-------- Provided records --------
PR #10997, opened 2025-06-03
Add support to agent for default LLM parameters from config

dusvyat:
## Description

Updated agents_controller to utilize `default_llm` from config file or via UI config when model or provider is not explicitly provided. This is done at run time and not on agent creation.

Introduced unit tests to validate the behavior, ensuring defaults are properly applied and can be overridden when specified.

see config docs: https://docs.mindsdb.com/setup/custom-config#overview-of-config-parameters

Supports minimalist syntax:

```sql
CREATE AGENT amazon_reviews_agent 
USING 
 include_tables = ['files.enriched_reviews', 'files.enriched_products'];


```

closes UNI-109

## Type of change

## Verification Process

## Additional Media:
https://www.loom.com/share/778ec540839e450aa7bd79cbbc33a1e5

## Checklist:

### DIFF
--- a/mindsdb/utilities/render/sqlalchemy_render.py
+++ b/mindsdb/utilities/render/sqlalchemy_render.py
@@ -14,24 +14,22 @@ from sqlalchemy.sql import functions as sa_fnc
 from mindsdb_sql_parser import ast
 
 
-RESERVED_WORDS = {
-    "collation"
-}
+RESERVED_WORDS = {"collation"}
 
 sa_type_names = [
-    key for key, val in sa.types.__dict__.items() if hasattr(val, '__module__')
-    and val.__module__ in ('sqlalchemy.sql.sqltypes', 'sqlalchemy.sql.type_api')
+    key
+    for key, val in sa.types.__dict__.items()
+    if hasattr(val, "__module__") and val.__module__ in ("sqlalchemy.sql.sqltypes", "sqlalchemy.sql.type_api")
 ]
 
 types_map = {}
 for type_name in sa_type_names:
     types_map[type_name.upper()] = getattr(sa.types, type_name)
-types_map['BOOL'] = types_map['BOOLEAN']
-types_map['DEC'] = types_map['DECIMAL']
+types_map["BOOL"] = types_map["BOOLEAN"]
+types_map["DEC"] = types_map["DECIMAL"]
 
 
-class RenderError(Exception):
-    ...
+class RenderError(Exception): ...
 
 
 # https://github.com/sqlalchemy/sqlalchemy/discussions/9483?sort=old#discussioncomment-5312979
@@ -43,13 +41,13 @@ class INTERVAL(ColumnElement):
 
 @compiles(INTERVAL)
 def _compile_interval(element, compiler, **kw):
-    items = element.info.split(' ', maxsplit=1)
-    if compiler.dialect.name == 'oracle' and len(items) == 2:
+    items = element.info.split(" ", maxsplit=1)
+    if compiler.dialect.name == "oracle" and len(items) == 2:
         # replace to singular names (remove leading S if exists)
-        if items[1].upper().endswith('S'):
+        if items[1].upper().endswith("S"):
             items[1] = items[1][:-1]
 
-    if compiler.dialect.driver in ['snowflake']:
+    if compiler.dialect.driver in ["snowflake"]:
         # quote all
         args = " ".join(map(str, items))
         args = f"'{args}'"
@@ -62,8 +60,9 @@ def _compile_interval(element, compiler, **kw):
 
 class AttributedStr(str):
     """
-       Custom str-like object to pass it to `_requires_quotes` method with `is_quoted` flag
+    Custom str-like object to pass it to `_requires_quotes` method with `is_quoted` flag
     """
+
     def __new__(cls, string, is_quoted: bool):
         obj = str.__new__(cls, string)
         obj.is_quoted = is_quoted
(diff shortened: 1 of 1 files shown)


martyna-mindsdb:
@dusvyat 
I tried this out in the editor, and I get this error re API key when querying the agent:

https://www.loom.com/share/4507a67b0fbc4ecc88223ceef3351f95

dusvyat:
> @dusvyat I tried this out in the editor, and I get this error re API key when querying the agent:
> 
> https://www.loom.com/share/4507a67b0fbc4ecc88223ceef3351f95
@martyna-mindsdb  please try again for me it works

mindsdb/interfaces/agents/agents_controller.py
```diff
@@ -180,8 +180,34 @@ def add_agent(
         if agent is not None:
             raise ValueError(f"Agent with name already exists: {name}")
 
+        # Get default LLM parameters from config if they exist
+        default_llm_params = config.get("default_llm", {})
```
MinuraPunchihewa: Hey @dusvyat,
Currently, when using Knowledge Bases, we allow users to set the default model parameters, but they have the option of [overriding them](https://github.com/mindsdb/mindsdb/blob/f12e82a4a6a883b9fad40c9e4a87bfe2f10a6f5d/mindsdb/interfaces/knowledge_base/controller.py#L58) by explicitly passing them with the CREATE statement. I think it would be best if we allowed the same for agents?

dusvyat: yes this is how it works here too, see the lines below this one.

Basically create params will override default_llm config here as well

MinuraPunchihewa: Yes, sorry I missed that, but why does the provider need to be the same? I think there be a situation where the default model is set to given provider, but the user wants to try an entirely new provider when creating a particular agent?

I think we can simply override the parameters in the default config with what is explicitly passed here.

MinuraPunchihewa (commented):
@dusvyat I don't think we should store the default LLM parameters as part of the record for the agent in the database.

We should just access them separately and use them at each point the agent is accessed.

The reason we should not store them in the database is as follows; imagine that we create an agent after setting the default model and we store those parameters in the database. Then, at the point of executing the agent, we want to try out a different and therefore, change the values of the default configuration. These will not take because they are not accessed when the agent is called.

I think how default models are handled in KBs will be a good reference point.

dusvyat:
> @dusvyat I don't think we should store the default LLM parameters as part of the record for the agent in the database.
> 
> We should just access them separately and use them at each point the agent is accessed.
> 
> The reason we should not store them in the database is as follows; imagine that we create an agent after setting the default model and we store those parameters in the database. Then, at the point of executing the agent, we want to try out a different and therefore, change the values of the default configuration. These will not take because they are not accessed when the agent is called.
> 
> I think how default models are handled in KBs will be a good reference point.

got it I didn't realise this was the design decision, fixed

mindsdb/interfaces/agents/agents_controller.py
```diff
@@ -180,8 +179,30 @@ def add_agent(
...
+            provider = default_llm_params.get("provider")
+
+        # Check if model_name is still None after trying to get it from default_llm
+        if model_name is None:
+            raise ValueError("Model name must be provided either directly or through default_llm configuration")
+
         _, provider = self.check_model_provider(model_name, provider)
 
+        # Initialize params with a copy to avoid modifying the input
+        params = (params or {}).copy()
```
MinuraPunchihewa: Do we need this line? The copy is just overriding the original variable. It should either be changed to a different variable name or just removed.

mindsdb/interfaces/agents/langchain_agent.py
```diff
@@ -239,14 +239,31 @@ def __init__(self, agent: db.Agents, model: dict = None):
...
+
+        Args:
+            params: Parameters for agent execution (already merged with defaults)
+
+        Returns:
+            dict: Final parameters for agent execution
+        """
+        # Start with parameters passed to the method (already merged with defaults)
+        args = params.copy() if params else {}
+        if not args and self.agent.params:
```
MinuraPunchihewa: We are already accounting for the agent parameters in `get_agent_llm_params()`, yes? I don't see a reason to do this again here?

mindsdb/interfaces/agents/langchain_agent.py
```diff
@@ -226,7 +226,7 @@ def process_chunk(chunk):
 
 
 class LangchainAgent:
```
MinuraPunchihewa, line 228: I see that `MCPLangchainAgent` inherits from this class. Will introducing this new parameter (params) have an effect there?

dusvyat: should be resolved ptal

mindsdb/interfaces/agents/mcp_client_agent.py
```diff
@@ -245,8 +250,11 @@ def create_mcp_agent(agent_name: str, project_name: str, mcp_host: str = "127.0.
     if agent_db is None:
         raise ValueError(f"Agent {agent_name} not found in project {project_name}")
 
-    # Create MCP agent
-    mcp_agent = MCPLangchainAgent(agent_db, mcp_host=mcp_host, mcp_port=mcp_port)
+    # Get merged parameters (defaults + agent params)
+    merged_params = agent_controller.get_agent_llm_params(agent_db.params)
```
dusvyat, line 254: @MinuraPunchihewa to handle default llm config for mcpagent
--------
* **Problem description**: Nothing in the entries should be skipped. Output them all exactly.

* **Completed exercise**:
PR #10997, opened 2025-06-03
Add support to agent for default LLM parameters from config

dusvyat:
## Description

Updated agents_controller to utilize `default_llm` from config file or via UI config when model or provider is not explicitly provided. This is done at run time and not on agent creation.

Introduced unit tests to validate the behavior, ensuring defaults are properly applied and can be overridden when specified.

see config docs: https://docs.mindsdb.com/setup/custom-config#overview-of-config-parameters

Supports minimalist syntax:

```sql
CREATE AGENT amazon_reviews_agent 
USING 
 include_tables = ['files.enriched_reviews', 'files.enriched_products'];


```

closes UNI-109

## Type of change

## Verification Process

## Additional Media:
https://www.loom.com/share/778ec540839e450aa7bd79cbbc33a1e5

## Checklist:

### DIFF
--- a/mindsdb/utilities/render/sqlalchemy_render.py
+++ b/mindsdb/utilities/render/sqlalchemy_render.py
@@ -14,24 +14,22 @@ from sqlalchemy.sql import functions as sa_fnc
 from mindsdb_sql_parser import ast
 
 
-RESERVED_WORDS = {
-    "collation"
-}
+RESERVED_WORDS = {"collation"}
 
 sa_type_names = [
-    key for key, val in sa.types.__dict__.items() if hasattr(val, '__module__')
-    and val.__module__ in ('sqlalchemy.sql.sqltypes', 'sqlalchemy.sql.type_api')
+    key
+    for key, val in sa.types.__dict__.items()
+    if hasattr(val, "__module__") and val.__module__ in ("sqlalchemy.sql.sqltypes", "sqlalchemy.sql.type_api")
 ]
 
 types_map = {}
 for type_name in sa_type_names:
     types_map[type_name.upper()] = getattr(sa.types, type_name)
-types_map['BOOL'] = types_map['BOOLEAN']
-types_map['DEC'] = types_map['DECIMAL']
+types_map["BOOL"] = types_map["BOOLEAN"]
+types_map["DEC"] = types_map["DECIMAL"]
 
 
-class RenderError(Exception):
-    ...
+class RenderError(Exception): ...
 
 
 # https://github.com/sqlalchemy/sqlalchemy/discussions/9483?sort=old#discussioncomment-5312979
@@ -43,13 +41,13 @@ class INTERVAL(ColumnElement):
 
 @compiles(INTERVAL)
 def _compile_interval(element, compiler, **kw):
-    items = element.info.split(' ', maxsplit=1)
-    if compiler.dialect.name == 'oracle' and len(items) == 2:
+    items = element.info.split(" ", maxsplit=1)
+    if compiler.dialect.name == "oracle" and len(items) == 2:
         # replace to singular names (remove leading S if exists)
-        if items[1].upper().endswith('S'):
+        if items[1].upper().endswith("S"):
             items[1] = items[1][:-1]
 
-    if compiler.dialect.driver in ['snowflake']:
+    if compiler.dialect.driver in ["snowflake"]:
         # quote all
         args = " ".join(map(str, items))
         args = f"'{args}'"
@@ -62,8 +60,9 @@ def _compile_interval(element, compiler, **kw):
 
 class AttributedStr(str):
     """
-       Custom str-like object to pass it to `_requires_quotes` method with `is_quoted` flag
+    Custom str-like object to pass it to `_requires_quotes` method with `is_quoted` flag
     """
+
     def __new__(cls, string, is_quoted: bool):
         obj = str.__new__(cls, string)
         obj.is_quoted = is_quoted
(diff shortened: 1 of 1 files shown)


martyna-mindsdb:
@dusvyat 
I tried this out in the editor, and I get this error re API key when querying the agent:

https://www.loom.com/share/4507a67b0fbc4ecc88223ceef3351f95

dusvyat:
> @dusvyat I tried this out in the editor, and I get this error re API key when querying the agent:
> 
> https://www.loom.com/share/4507a67b0fbc4ecc88223ceef3351f95
@martyna-mindsdb  please try again for me it works

mindsdb/interfaces/agents/agents_controller.py
```diff
@@ -180,8 +180,34 @@ def add_agent(
         if agent is not None:
             raise ValueError(f"Agent with name already exists: {name}")
 
+        # Get default LLM parameters from config if they exist
+        default_llm_params = config.get("default_llm", {})
```
MinuraPunchihewa: Hey @dusvyat,
Currently, when using Knowledge Bases, we allow users to set the default model parameters, but they have the option of [overriding them](https://github.com/mindsdb/mindsdb/blob/f12e82a4a6a883b9fad40c9e4a87bfe2f10a6f5d/mindsdb/interfaces/knowledge_base/controller.py#L58) by explicitly passing them with the CREATE statement. I think it would be best if we allowed the same for agents?

dusvyat: yes this is how it works here too, see the lines below this one.

Basically create params will override default_llm config here as well

MinuraPunchihewa: Yes, sorry I missed that, but why does the provider need to be the same? I think there be a situation where the default model is set to given provider, but the user wants to try an entirely new provider when creating a particular agent?

I think we can simply override the parameters in the default config with what is explicitly passed here.

MinuraPunchihewa (commented):
@dusvyat I don't think we should store the default LLM parameters as part of the record for the agent in the database.

We should just access them separately and use them at each point the agent is accessed.

The reason we should not store them in the database is as follows; imagine that we create an agent after setting the default model and we store those parameters in the database. Then, at the point of executing the agent, we want to try out a different and therefore, change the values of the default configuration. These will not take because they are not accessed when the agent is called.

I think how default models are handled in KBs will be a good reference point.

dusvyat:
> @dusvyat I don't think we should store the default LLM parameters as part of the record for the agent in the database.
> 
> We should just access them separately and use them at each point the agent is accessed.
> 
> The reason we should not store them in the database is as follows; imagine that we create an agent after setting the default model and we store those parameters in the database. Then, at the point of executing the agent, we want to try out a different and therefore, change the values of the default configuration. These will not take because they are not accessed when the agent is called.
> 
> I think how default models are handled in KBs will be a good reference point.

got it I didn't realise this was the design decision, fixed

mindsdb/interfaces/agents/agents_controller.py
```diff
@@ -180,8 +179,30 @@ def add_agent(
...
+            provider = default_llm_params.get("provider")
+
+        # Check if model_name is still None after trying to get it from default_llm
+        if model_name is None:
+            raise ValueError("Model name must be provided either directly or through default_llm configuration")
+
         _, provider = self.check_model_provider(model_name, provider)
 
+        # Initialize params with a copy to avoid modifying the input
+        params = (params or {}).copy()
```
MinuraPunchihewa: Do we need this line? The copy is just overriding the original variable. It should either be changed to a different variable name or just removed.

mindsdb/interfaces/agents/langchain_agent.py
```diff
@@ -239,14 +239,31 @@ def __init__(self, agent: db.Agents, model: dict = None):
...
+
+        Args:
+            params: Parameters for agent execution (already merged with defaults)
+
+        Returns:
+            dict: Final parameters for agent execution
+        """
+        # Start with parameters passed to the method (already merged with defaults)
+        args = params.copy() if params else {}
+        if not args and self.agent.params:
```
MinuraPunchihewa: We are already accounting for the agent parameters in `get_agent_llm_params()`, yes? I don't see a reason to do this again here?

mindsdb/interfaces/agents/langchain_agent.py
```diff
@@ -226,7 +226,7 @@ def process_chunk(chunk):
 
 
 class LangchainAgent:
```
MinuraPunchihewa, line 228: I see that `MCPLangchainAgent` inherits from this class. Will introducing this new parameter (params) have an effect there?

dusvyat: should be resolved ptal

mindsdb/interfaces/agents/mcp_client_agent.py
```diff
@@ -245,8 +250,11 @@ def create_mcp_agent(agent_name: str, project_name: str, mcp_host: str = "127.0.
     if agent_db is None:
         raise ValueError(f"Agent {agent_name} not found in project {project_name}")
 
-    # Create MCP agent
-    mcp_agent = MCPLangchainAgent(agent_db, mcp_host=mcp_host, mcp_port=mcp_port)
+    # Get merged parameters (defaults + agent params)
+    merged_params = agent_controller.get_agent_llm_params(agent_db.params)
```
dusvyat, line 254: @MinuraPunchihewa to handle default llm config for mcpagent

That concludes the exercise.